Cai Chen

Influence of Nonuniform Micron-Scale Strain Distributions on the Electrical Reorientation of Magnetic Microstructures in a Composite Multiferroic Heterostructure

Composite multiferroic systems, consisting of a piezoelectric substrate coupled with a ferromagnetic thin film, are of great interest from a technological point of view because they offer a path toward the development of ultralow power magnetoelectric devices. The key aspect of those systems is the possibility to control magnetization via an electric field, relying on the magneto-elastic coupling at the interface between the piezoelectric and the ferromagnetic components. Accordingly, a direct measurement of both the electrically induced magnetic behavior and of the piezo-strain driving such behavior is crucial for better understanding and further developing these materials systems. In this work, we measure and characterize the micron-scale strain and magnetic response, as a function of an applied electric field, in a composite multiferroic system composed of 1 and 2 μm squares of Ni fabricated on a prepoled [Pb(Mg1/3Nb2/3)O3]0.69-[PbTiO3]0.31 (PMN-PT) single crystal substrate by X-ray microdiffraction and X-ray photoemission electron microscopy, respectively. These two complementary measurements of the same area on the sample indicate the presence of a nonuniform strain which strongly influences the reorientation of the magnetic state within identical Ni microstructures along the surface of the sample. Micromagnetic simulations confirm these experimental observations. This study emphasizes the critical importance of surface and interface engineering on the micron-scale in composite multiferroic structures and introduces a robust method to characterize future devices on these length scales.
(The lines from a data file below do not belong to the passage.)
PR #583, opened 2024-07-04
feat(kubernetes): update node group storage encryption validator

peknur:
Allow disabling cluster level storage encryption in node group.

### DIFF
--- a/internal/service/kubernetes/node_group.go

Bi-directional coupling in strain-mediated multiferroic heterostructures with magnetic domains and domain wall motion

Strain-coupled multiferroic heterostructures provide a path to energy-efficient, voltage-controlled magnetic nanoscale devices, a region where current-based methods of magnetic control suffer from Ohmic dissipation. Growing interest in highly magnetoelastic materials, such as Terfenol-D, prompts a more accurate understanding of their magnetization behavior. To address this need, we simulate the strain-induced magnetization change with two modeling methods: the commonly used unidirectional model and the recently developed bidirectional model. Unidirectional models account for magnetoelastic effects only, while bidirectional models account for both magnetoelastic and magnetostrictive effects. We found unidirectional models are on par with bidirectional models when describing the magnetic behavior in weakly magnetoelastic materials (e.g., Nickel), but the two models deviate when highly magnetoelastic materials (e.g., Terfenol-D) are introduced. These results suggest that magnetostrictive feedback is critical for modeling highly magnetoelastic materials, as opposed to weaker magnetoelastic materials, where we observe only minor differences between the two methods’ outputs. To our best knowledge, this work represents the first comparison of unidirectional and bidirectional modeling in composite multiferroic systems, demonstrating that back-coupling of magnetization to strain can inhibit formation and rotation of magnetic states, highlighting the need to revisit the assumption that unidirectional modeling always captures the necessary physics in strain-mediated multiferroics.